Âlemdeki her zerrede hayat var, o hayat da Habib-i Ekrem -sallallahu aleyhi ve sellem-i ile kâimdir.
Allah-u Teâlâ sevdiği, seçtiği peygamber kullarına ayrı bir lütufla tecelli etmiştir. O lütuf, Muhammed Aleyhisselâm’ın nuru idi. Geldikleri zaman o nur ile geldiler. Tâ Âdem Aleyhisselâm’dan beri o nur onların üzerinde döndü durdu. Her birinin alnında parlıyordu. Nihayet Habib-i Ekrem -sallallahu aleyhi ve sellem- Efendimize kadar geldi. Zaten onun nuru idi. Nur Nur’a kavuştu.
•
Âlemlere rahmet olarak geldiği milâdi altıncı asırda, dünyanın üzerini kara bulutlar kaplamıştı. İnsanlık âlemi; zulüm, istibdat, cehalet ve sefalet içinde inliyordu.

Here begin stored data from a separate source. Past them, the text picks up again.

PR #2667, opened 2026-08-26
fix(code): recover browser state transitions

### LINKED ISSUE #2659: fix(browser): reconcile same-document navigation and native browser recovery
The Code mode audit found that same-document navigation leaves native URL state stale, Reload hides a failed native creation without retrying, inspect state can diverge from native injection, and a zero-sized first mount never creates when bounds become valid. Add a validated same-document navigation observer without advancing document epoch; route failed Reload and first nonzero bounds through one create-and-reconcile path; and commit inspect state only after native success while keeping overlays synchronized. Covers BROWSER-3, BROWSER-4, and the inspect/zero-size parts of BROWSER-5. The screenshot publication and durable close sub-findings remain separate because they use different persistence paths.

naingthet:
Fixes #2659

## Implementation

- Observe validated same-document navigation from `pushState`, `replaceState`, `popstate`, and `hashchange`, then update the registry, toolbar, persistence, list output, and `url_changed` waits without advancing the document epoch.
- Retry native browser creation through the shared create-and-reconcile path when Reload follows a creation failure. Keep the failure visible until creation succeeds.
- Commit inspect state only after native injection or removal succeeds. Keep overlays aligned after scroll, resize, fullscreen changes, and bounded DOM mutations.
- Let the first nonzero `ResizeObserver` measurement create the native browser exactly once.
- Add browser fixture, Rust, UI, and Storybook coverage for each recovery sequence.

## Compatibility

The host event addition is additive. Full-document navigation keeps the existing epoch and semantic-target retirement behavior. Existing browser sessions and persisted history remain compatible.

## Safety

The injected observer validates same-document URLs before emitting them. Native creation is serialized to prevent duplicate views. Mutation-driven overlay refreshes are bounded, and failed inspect operations leave the last confirmed state active.

## Validation

- Browser fixture: 15 tests passed.
- Browser UI suite: 88 tests passed.
- Focused browser Vitest suite: 40 tests passed.
- TypeScript `--noEmit` passed.
- Focused Biome format and lint checks passed.
- Storybook build passed.
- Direct `rustfmt --check` passed.
- `git diff --check` passed.
- Storybook states were captured and inspected at 1200px and 390px in supported light and dark themes.

No local Cargo build, check, Clippy, or test command was run.

### DIFF
--- a/crates/tidebreak-desktop/src/browser_control.rs
+++ b/crates/tidebreak-desktop/src/browser_control.rs
@@ -1374,6 +1374,34 @@ impl BrowserRegistry {
         })
     }
 
+    /// Record a validated same-document URL change without advancing the
+    /// document epoch. The instance and epoch fence prevents a late observer
+    /// from writing into a replacement view or a later document.
+    pub(crate) fn same_document_navigation(
+        &self,
+        browser_id: &str,
+        workspace_id: &str,
+        instance_id: u64,
+        document_epoch: u64,
+        url: String,
+    ) -> Option<BrowserSnapshot> {
+        let mut state = self.lock();
+        {
+            let record = state.records.get_mut(browser_id)?;
+            if record.workspace_id != workspace_id
+                || record.instance_id != instance_id
+                || record.document_epoch != document_epoch
+                || record.url.as_deref() == Some(url.as_str())
+            {
+                return None;
+            }
+            record.url = Some(url);
+            record.load_state = BrowserLoadState::Ready;
+        }
+        let record = state.records.get(browser_id)?;
+        Some(record.snapshot(browser_id, agent_access_for_record(&state, record)))
+    }
+
     pub(crate) fn title_changed(
         &self,
         browser_id: &str,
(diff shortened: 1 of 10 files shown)


naingthet:
* **#2667** <a href="https://app.graphite.com/github/pr/brightwave-inc/tidebreak/2667?utm_source=stack-comment-icon" target="_blank">Graphite</a> 👈 <a href="https://app.graphite.com/github/pr/brightwave-inc/tidebreak/2667?utm_source=stack-comment-view-in-graphite" target="_blank">(View in Graphite)</a>
* `main`


<h2></h2>

naingthet:
**NO GO** at dd55513a7

1. P1: `createAndReconcileNative` joins an in-flight create and then returns `nativeReady` without sending the caller's URL. `navigate()` already commits the session to the new address before that join, so a second address entered while the first create is outstanding never reaches the host. The finishing `navigation_finished` from the stale create then overwrites the session. After an in-flight create settles, navigate to the caller's URL or start a new create; do not inherit another request's address.
2. P2: `start_same_document_navigation_observer` returns on the first install or read `Err`, so a transient eval failure permanently stops same-document updates for that document epoch. Reinstall on error the same way you already reinstall on `Ok(None)`, or the address bar, persistence, and `url_changed` waits stay stale until a full navigation.

naingthet:
**G2G** at 4c65534c8
The prior findings are fixed. A later navigate during create now writes `nativeCreateRequestedUrl` and the in-flight create drains it with `navigate` after the view exists, so the caller URL reaches the host; `nativeExpectedNavigationUrl` also drops the stale create `navigation_finished` so it cannot overwrite the session. A same-document observer eval error now clears the install flag and retries on the next tick instead of returning, so one failed read or install cannot kill updates for the rest of that epoch.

Şirk ve putperestlik almış yürümüştü. Dinsiz milletler; taştan ve ağaçtan, altın ve gümüşten veya diğer maddelerden yaptıkları heykellere tapıyorlardı. Mekke, putperestliğin merkezi haline gelmişti. Kâbe’nin içinde üçyüzaltmış kadar put vardı.

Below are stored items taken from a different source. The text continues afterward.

PR #2668, opened 2026-08-26
fix(code): make checkpoint file identity byte-exact

### LINKED ISSUE #2661: fix(code): make checkpoint file identity byte-exact
The Code mode audit found two linked checkpoint diff defects. Non-UTF-8 paths are converted with `String::from_utf8_lossy`, so distinct Git paths can collapse to the same wire value. Per-file diff also passes the requested file as a Git pathspec, so pathspec magic can select multiple files, and its line counts come from the capped workspace file list.

Carry path bytes internally and encode them reversibly at the wire boundary. Require the exact representation for file-specific requests, use literal pathspec semantics, and compute selected-file statistics independently of the workspace list cap.

Covers DATA-9 and DATA-10 from the Code mode audit.

naingthet:
## What changed

- Keep Git checkpoint paths as bytes until the workspace files route serializes them.
- Encode non-UTF-8 paths and reserved-prefix paths as canonical URL-safe base64 strings without changing the wire shape.
- Decode the exact returned file identifier for file-specific diffs and pass it to Git with literal pathspec semantics.
- Compute selected-file line counts independently of the capped workspace file list.
- Preserve leading and trailing path whitespace in the workspace diff query.
- Add regressions for non-UTF-8 collisions, reserved-prefix collisions, pathspec magic, and selected files beyond the list cap.

## Validation

- `git diff --check`
- Git-only literal pathspec fixture

Local Cargo build, check, Clippy, and tests were not run, as requested.

Fixes #2661

### DIFF
--- a/crates/tidebreak-server/src/code/checkpoint.rs
+++ b/crates/tidebreak-server/src/code/checkpoint.rs
@@ -25,11 +25,14 @@
 //! Diffs are produced here, bounded in bytes and file count, with truncation
 //! marked on the payload. The renderer never runs git.
 
+use std::ffi::OsString;
 use std::path::{Path, PathBuf};
 use std::process::Stdio;
 use std::sync::Arc;
 use std::time::Duration;
 
+use base64::engine::general_purpose::URL_SAFE_NO_PAD;
+use base64::Engine as _;
 use tokio::process::Command;
 use tokio::time::timeout;
 use tracing::warn;
@@ -53,6 +56,7 @@ pub(crate) const MAX_DIFF_BYTES: usize = 256 * 1024;
 pub(crate) const MAX_DIFF_FILES: usize = 64;
 
 const REF_PREFIX: &str = "refs/tidebreak/checkpoints";
+const GIT_PATH_WIRE_PREFIX: &str = "tidebreak-path:v1:";
 
 /// Ordinal of a session's start baseline, one below its first turn.
 ///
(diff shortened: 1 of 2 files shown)


naingthet:
* **#2668** <a href="https://app.graphite.com/github/pr/brightwave-inc/tidebreak/2668?utm_source=stack-comment-icon" target="_blank">Graphite</a> 👈 <a href="https://app.graphite.com/github/pr/brightwave-inc/tidebreak/2668?utm_source=stack-comment-view-in-graphite" target="_blank">(View in Graphite)</a>
* `main`


<h2></h2>

naingthet:
**G2G** at 6abb69afd
GitPath keeps checkpoint file identity as raw bytes until the workspace files route serializes it. Non-UTF-8 and reserved-prefix paths go out as canonical `tidebreak-path:v1:` URL-safe base64, and `from_wire` rejects invalid or non-canonical identifiers instead of mapping them onto another file. File diffs decode that exact identifier and pass it to Git with `--literal-pathspecs`, and selected-file line counts no longer come from the capped workspace list.

naingthet:
**G2G** at 05ab8fbe3
The new commit only disambiguates the non-UTF-8 numstat fixture (`\x00` before the next record). GitPath still keeps checkpoint paths as raw bytes until the workspace files route serializes them; non-UTF-8 and reserved-prefix paths still use canonical `tidebreak-path:v1:` URL-safe base64; `from_wire` still rejects invalid or non-canonical identifiers instead of mapping them onto another file; file diffs still decode that exact identifier and pass it to Git with `--literal-pathspecs`.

Hıristiyanlık dini bozulmuş, tek Allah’a inandıklarını söyleyen hıristiyanlar; tanrının bir de oğlu olduğunu, üçüncü tanrının da Ruhül-kuds olduğunu iddia ediyorlardı. Yahudiler ise Allah’a insanî sıfatlar yakıştırıyorlar, icabında insan kılığına girdiğini, Üzeyir adında bir oğlu olduğunu söylüyorlardı. Ayrıca ateşe tapan Mecusiler, yıldızlara tapan Sâbiiler de vardı. Kısacası tek Allah’a inanmanın dışında, ne kadar çok inanç ve ibadet şekli varsa, hepsi o çağın insanlarında mevcuttu.
Sosyal durum ise yürekler acısı idi. Arabistan halkı çok çeşitli kabilelere ayrılmış bulunuyordu. Kabileler arasında kan dâvâları yüzünden iç harplerin ardı arkası kesilmek bilmezdi. Birbirleri ile uğraşmaktan başka işleri yoktu.
Nesilleri tüketen kan dâvâları itiyat halinde idi. Savaşlarda, baskınlarda esir edilen insanların diri diri yakıldığı olurdu. İnsanları işkence ile öldürmekten zevk alınırdı.
Kim daha güçlüyse başkasının hakkına tecavüz eder, malına ve mülküne konardı.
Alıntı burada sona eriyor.